His college studies included Latin, Greek, theology, and the works of the Enlightenment. Emphasis was placed on both speech and debate; Madison was a leading member of the American Whig–Cliosophic Society, which competed on campus with a political counterpart, the Cliosophic Society. During his time at Princeton, Madison's closest friend was future Attorney General William Bradford. Along with fellow classmate, Aaron Burr, Madison undertook an intense program of study and completed the college's three-year Bachelor of Arts degree in two years, graduating in 1771. Madison had contemplated either entering the clergy or practicing law after graduation but instead remained at Princeton to study Hebrew and political philosophy under the college's president, John Witherspoon. He returned home to Montpelier in early 1772.
Madison's ideas on philosophy and morality were strongly shaped by Witherspoon, who converted him to the philosophy, values, and modes of thinking of the Age of Enlightenment. Biographer Terence Ball wrote that at Princeton, Madison "was immersed in the liberalism of the Enlightenment, and converted to eighteenth-century political radicalism. From then on James Madison's theories would advance the rights of happiness of man, and his most active efforts would serve devotedly the cause of civil and political liberty."

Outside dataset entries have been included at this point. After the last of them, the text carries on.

PR #1037, opened 2024-07-03
Fix latent bug in `contains_at_least_two`

aaronjeline:
## Description of changes
The function `contains_at_least_two` is used in the construction of IP Address parsing errors to provide better error messages. 
Currently it has a bug, if called with a multibyte character as the search query, it can end up slicing a `&str` across a non-char boundary, resulting in a panic. 
As currently implemented, it is only ever called with `':'` or `'.'` as queries, which are both single-byte chars, meaning the panic is currently  unreachable from public APIs. That said, this is an undocumented invariant, which could be exposed or violated easily if this code was refactored to allow for easier sharing.

As an example: the string `"\u{f1b}"` and the query `'\u{f1b}'` would have caused a panic in the old version of the code

In addition this adds a Kani verification harness, which is how the bug was found.
## Issue #, if available
N/A

### DIFF
--- a/cedar-policy-core/src/extensions/ipaddr.rs
+++ b/cedar-policy-core/src/extensions/ipaddr.rs
@@ -262,7 +262,7 @@ fn contains_at_least_two(s: &str, c: char) -> bool {
 #[cfg(kani)]
 mod proof {
 
-    /// Prove that `contains_two_correct` does not panic for strings with length <= 4 
+    /// Prove that `contains_two_correct` does not panic for strings with length <= 4
     #[kani::proof]
     #[kani::unwind(5)]
     fn contains_at_least_two_correct() {
--- a/cedar-policy-core/src/extensions/ipaddr.rs
+++ b/cedar-policy-core/src/extensions/ipaddr.rs
@@ -242,12 +242,42 @@ fn contains_at_least_two(s: &str, c: char) -> bool {
     let idx = s.find(c);
     match idx {
         Some(i) => {
-            // PANIC SAFETY `i` is guaranteed to be < `s.len()`, so this won't panic
+            // For this slicing operation not to panic, two preconditoins must be met:
+            // 1) `i + 1` must be <= `s.len()`
+            //     This is met because `i` comes from `s.find()` meaning it must be < `s.len()`
+            // 2) `i + 1` must be a character boundary
+            //     This is met because we use `c.len_utf()` which is guaranteed to be the length of
+            //     `c`, since Rust strings use UTF8
+            // The above is checked by [`proof::contains_at_least_two_correct`], which proves
+            // safety for strings up to length 4
+            // PANIC SAFETY: (see above)
             #[allow(clippy::indexing_slicing)]
-            let idx = s[i + 1..].find(c);
+            let idx = s[i + c.len_utf8()..].find(c);
             idx.is_some()
         }
         None => false,
+    }
+}
+
+#[cfg(kani)]
+mod proof {
+
+    /// Prove that `contains_two_correct` does not panic for strings with length <= 4 
+    #[kani::proof]
+    #[kani::unwind(5)]
+    fn contains_at_least_two_correct() {
+        let mut buf: Vec<u8> = vec![];
+        let len: usize = kani::any();
+        kani::assume(len <= 4);
+        for i in 0..len {
+            let c = kani::any();
+            buf.push(c);
+        }
+        if let Ok(s) = std::str::from_utf8(buf.as_slice()) {
+            let pat = kani::any();
+            // Just don't panic
+            let _ = super::contains_at_least_two(s, pat);
+        }
     }
 }
 
@@ -1134,5 +1164,10 @@ mod tests {
         assert!(contains_at_least_two(":::", ':'));
         assert!(contains_at_least_two("::", ':'));
         assert!(!contains_at_least_two(":", ':'));
+    }
+
+    #[test]
+    fn test_contains_two_multibyte() {
+        assert!(!contains_at_least_two("\u{f1b}", '\u{f1b}'));
     }
 }
--- a/cedar-policy-core/src/extensions/ipaddr.rs
+++ b/cedar-policy-core/src/extensions/ipaddr.rs
@@ -269,7 +269,7 @@ fn contains_at_least_two(s: &str, c: char) -> bool {
 #[cfg(kani)]
 mod proof {
 
-    /// Prove that `contains_two_correct` does not panic for strings with length <= 4
+    /// Prove that `contains_two_correct` does not panic for strings with length <= 6
     #[kani::proof]
     #[kani::unwind(7)]
     fn contains_at_least_two_correct() {
--- a/cedar-policy-core/src/extensions/ipaddr.rs
+++ b/cedar-policy-core/src/extensions/ipaddr.rs
@@ -275,7 +275,7 @@ mod proof {
     fn contains_at_least_two_correct() {
         let buf: [u8; 6] = kani::any();
         let len: usize = kani::any();
-        kani::assume(len <= 4);
+        kani::assume(len <= 6);
         let slice = &buf[0..len];
         if let Ok(s) = std::str::from_utf8(slice) {
             let pat = kani::any();
--- a/cedar-policy-core/src/extensions/ipaddr.rs
+++ b/cedar-policy-core/src/extensions/ipaddr.rs
@@ -242,7 +242,7 @@ fn contains_at_least_two(s: &str, c: char) -> bool {
     let idx = s.find(c);
     match idx {
         Some(i) => {
-            // For this slicing operation not to panic, two preconditoins must be met:
+            // For this slicing operation not to panic, two preconditions must be met:
             // 1) `i + 1` must be <= `s.len()`
             //     This is met because `i` comes from `s.find()` meaning it must be < `s.len()`
             // 2) `i + 1` must be a character boundary
--- a/cedar-policy-core/src/extensions/ipaddr.rs
+++ b/cedar-policy-core/src/extensions/ipaddr.rs
@@ -242,7 +242,7 @@ fn contains_at_least_two(s: &str, c: char) -> bool {
     let idx = s.find(c);
     match idx {
         Some(i) => {
-            // For this slicing operation not to panic, two preconditoins must be met:
+            // For this slicing operation not to panic, two preconditions must be met:
             // 1) `i + c.len_utf()` must be <= `s.len()`
             //     This is met because:
             //     i := s.find(c) meaning:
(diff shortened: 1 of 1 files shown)


cedar-policy-core/src/extensions/ipaddr.rs
```diff
@@ -242,15 +242,45 @@ fn contains_at_least_two(s: &str, c: char) -> bool {
     let idx = s.find(c);
     match idx {
         Some(i) => {
-            // PANIC SAFETY `i` is guaranteed to be < `s.len()`, so this won't panic
+            // For this slicing operation not to panic, two preconditoins must be met:
```
cdisselkoen, line 245:
```suggestion
            // For this slicing operation not to panic, two preconditions must be met:
```

cdisselkoen (approved):

cedar-policy-core/src/extensions/ipaddr.rs
```diff
@@ -242,15 +242,45 @@ fn contains_at_least_two(s: &str, c: char) -> bool {
     let idx = s.find(c);
     match idx {
         Some(i) => {
-            // PANIC SAFETY `i` is guaranteed to be < `s.len()`, so this won't panic
+            // For this slicing operation not to panic, two preconditions must be met:
+            // 1) `i + 1` must be <= `s.len()`
```
john-h-kastner-aws, line 246:
```suggestion
            // 1) `i + c.len_utf8()` must be <= `s.len()`
```

which is less obviously correct

cedar-policy-core/src/extensions/ipaddr.rs
```diff
@@ -242,15 +242,45 @@ fn contains_at_least_two(s: &str, c: char) -> bool {
...
+            //     This is met because `i` comes from `s.find()` meaning it must be < `s.len()`
+            // 2) `i + 1` must be a character boundary
```
john-h-kastner-aws, line 248:
```suggestion
            // 2) `i + c.len_utf8()` must be a character boundary
```

and this also depends on `i` being the character boundary where  `c` was found

aaronjeline:
Some performance stats:
```
        Command being timed: "cargo kani"
        User time (seconds): 1611.86
        System time (seconds): 81.92
        Percent of CPU this job got: 100%
        Elapsed (wall clock) time (h:mm:ss or m:ss): 28:13.66
        Average shared text size (kbytes): 0
        Average unshared data size (kbytes): 0
        Average stack size (kbytes): 0
        Average total size (kbytes): 0
        Maximum resident set size (kbytes): 105030976
        Average resident set size (kbytes): 0
        Major (requiring I/O) page faults: 0
        Minor (reclaiming a frame) page faults: 57922306
```

shaobo-he-aws:
I think a more general and interesting question is how we can avoid this issue programatically. In this particular example, we need to add a precondition that `c` can only be `:` or `.`. I was thinking if we can add a type such that it can only be constructed via the two chars (e.g., the constructor returns an `Option`). So upon the call site of this function, we construct this type and use unwrap, which is fine and acts a warning to the developer.

shaobo-he-aws:
I think I oppose this change as it slows down parsing IP addresses. IMO, we should not try to generalize a function that we know its application is limited.

aaronjeline:
> I think a more general and interesting question is how we can avoid this issue programatically. In this particular example, we need to add a precondition that c can only be : or .. I was thinking if we can add a type such that it can only be constructed via the two chars (e.g., the constructor returns an Option). So upon the call site of this function, we construct this type and use unwrap, which is fine and acts a warning to the developer.

Yeah, the original change looked something like this (actually avoids needing an unwrap since we only call it with constants)

```
enum SafeChar { 
  Colon, 
  Period
}

impl From<SafeChar> for char { 
 ...
}

fn contains_at_least_two(s : &str, c : SafeChar) {
  let c : char = c.into();
  ...
}
```



But I found this kinda ugly, and proffered the general solution.

aaronjeline:
> I think I oppose this change as it slows down parsing IP addresses. IMO, we should not try to generalize a function that we know its application is limited.

It only slows it down on the error path, and `len_utf8()` is constant time. [source](https://doc.rust-lang.org/src/core/char/methods.rs.html#1741)

cedar-policy-core/src/extensions/ipaddr.rs
```diff
@@ -242,15 +242,45 @@ fn contains_at_least_two(s: &str, c: char) -> bool {
     let idx = s.find(c);
```
john-h-kastner-aws, line 242: I occurred to me that we could use `split_once` to avoid slicing entirely

andrewmwells-amazon (approved):

andrewmwells-amazon:
> I think I oppose this change as it slows down parsing IP addresses. IMO, we should not try to generalize a function that we know its application is limited.

I agree with Shaobo in the sense that I wouldn't have considered this worth generalizing, but now that it is generalized I don't see a problem in taking it.

zhassan-aws:
I'm a bit alarmed by Kani's excessive memory usage for this harness (>100 GB). Digging a bit into it, it seems that Kani is struggling with the string indexing operation (`s[i + c.len_utf8()..]`). The checked version of slice indexing (`std::str::get`) seems significantly easier for Kani to reason about:
```diff
$ git diff
diff --git a/cedar-policy-core/src/extensions/ipaddr.rs b/cedar-policy-core/src/extensions/ipaddr.rs
index d4341aa0..b49f6d13 100644
--- a/cedar-policy-core/src/extensions/ipaddr.rs
+++ b/cedar-policy-core/src/extensions/ipaddr.rs
@@ -252,7 +252,7 @@ fn contains_at_least_two(s: &str, c: char) -> bool {
             // safety for strings up to length 4
             // PANIC SAFETY: (see above)
             #[allow(clippy::indexing_slicing)]
-            let idx = s[i + c.len_utf8()..].find(c);
+            let idx = s.get(i + c.len_utf8()..).unwrap().find(c);
             idx.is_some()
         }
         None => false,
```

```bash
$ /usr/bin/time --verbose cargo kani
...
SUMMARY:
 ** 0 of 734 failed (20 unreachable)

VERIFICATION:- SUCCESSFUL
Verification Time: 58.97311s

Complete - 1 successfully verified harnesses, 0 failures, 1 total.
        Command being timed: "cargo kani"
        User time (seconds): 95.89
        System time (seconds): 11.43
        Percent of CPU this job got: 89%
        Elapsed (wall clock) time (h:mm:ss or m:ss): 1:59.82
        Average shared text size (kbytes): 0
        Average unshared data size (kbytes): 0
        Average stack size (kbytes): 0
        Average total size (kbytes): 0
        Maximum resident set size (kbytes): 1462956
        Average resident set size (kbytes): 0
        Major (requiring I/O) page faults: 12973
        Minor (reclaiming a frame) page faults: 2544311
        Voluntary context switches: 19990
        Involuntary context switches: 523
        Swaps: 0
        File system inputs: 2336560
        File system outputs: 3189648
        Socket messages sent: 0
        Socket messages received: 0
        Signals delivered: 0
        Page size (bytes): 4096
        Exit status: 0
```

zhassan-aws:
I filed this Kani issue for investigating the memory blow-up: https://github.com/model-checking/kani/issues/3328

aaronjeline:
> > I think I oppose this change as it slows down parsing IP addresses. IMO, we should not try to generalize a function that we know its application is limited.
> 
> I agree with Shaobo in the sense that I wouldn't have considered this worth generalizing, but now that it is generalized I don't see a problem in taking it.

Yeah, again I tried narrowing the domain first using enums, but that was more code than changing `+1` to `+ c.utf8_len()`

aaronjeline:
> I'm a bit alarmed by Kani's excessive memory usage for this harness (>100 GB). Digging a bit into it, it seems that Kani is struggling with the string indexing operation (`s[i + c.len_utf8()..]`). The checked version of slice indexing (`std::str::get`) seems significantly easier for Kani to reason about:

Took this and changed the harness slightly, got much better performance and verified strings up to length `6`:

```
        Command being timed: "cargo kani"
        User time (seconds): 122.97
        System time (seconds): 10.84
        Percent of CPU this job got: 101%
        Elapsed (wall clock) time (h:mm:ss or m:ss): 2:11.99
        Average shared text size (kbytes): 0
        Average unshared data size (kbytes): 0
        Average stack size (kbytes): 0
        Average total size (kbytes): 0
        Maximum resident set size (kbytes): 3235992
        Average resident set size (kbytes): 0
        Major (requiring I/O) page faults: 0
        Minor (reclaiming a frame) page faults: 4057004
        Voluntary context switches: 6140
        Involuntary context switches: 278
        Swaps: 0
        File system inputs: 0
        File system outputs: 3187888
        Socket messages sent: 0
        Socket messages received: 0
        Signals delivered: 0
        Page size (bytes): 4096
        Exit status: 0
```

cedar-policy-core/src/extensions/ipaddr.rs
```diff
@@ -242,15 +242,49 @@ fn contains_at_least_two(s: &str, c: char) -> bool {
...
     match idx {
         Some(i) => {
-            // PANIC SAFETY `i` is guaranteed to be < `s.len()`, so this won't panic
+            // For this slicing operation not to panic, two preconditoins must be met:
```
cdisselkoen, line 245:
```suggestion
            // For this slicing operation not to panic, two preconditions must be met:
```

cedar-policy-core/src/extensions/ipaddr.rs
```diff
@@ -242,15 +242,49 @@ fn contains_at_least_two(s: &str, c: char) -> bool {
...
             idx.is_some()
         }
         None => false,
     }
 }
 
+#[cfg(kani)]
+mod proof {
+
+    /// Prove that `contains_two_correct` does not panic for strings with length <= 4
```
cdisselkoen, line 272: Comment out of date with the `kani::unwind` annotation

cdisselkoen (approved):

cdisselkoen (approved):

cedar-policy-core/src/extensions/ipaddr.rs
```diff
@@ -242,15 +242,49 @@ fn contains_at_least_two(s: &str, c: char) -> bool {
...
+#[cfg(kani)]
+mod proof {
+
+    /// Prove that `contains_two_correct` does not panic for strings with length <= 6
+    #[kani::proof]
+    #[kani::unwind(7)]
+    fn contains_at_least_two_correct() {
+        let buf: [u8; 6] = kani::any();
+        let len: usize = kani::any();
+        kani::assume(len <= 4);
```
john-h-kastner-aws, line 278:
```suggestion
        kani::assume(len <= 6);
```

cdisselkoen:
I agree with @andrewmwells-amazon that now that this generalized version exists, seems fine to take it instead of trying to restrict the domain

shaobo-he-aws (approved):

After returning to Montpelier, without a chosen career, Madison served as a tutor to his younger siblings. Madison began to study law books in 1773, asking his friend Bradford, a law apprentice, to send him a written plan of study. He had acquired an understanding of legal publications by 1783. Madison saw himself as a law student but not a lawyer; he did not apprentice himself to a lawyer and never joined the bar. Following the Revolutionary War, Madison spent time at Montpelier in Virginia studying ancient democracies of the world in preparation for the Constitutional Convention. Madison suffered from episodes of mental exhaustion and illness with associated nervousness, which often caused temporary short-term incapacity after periods of stress. However, Madison enjoyed good physical health until his final years.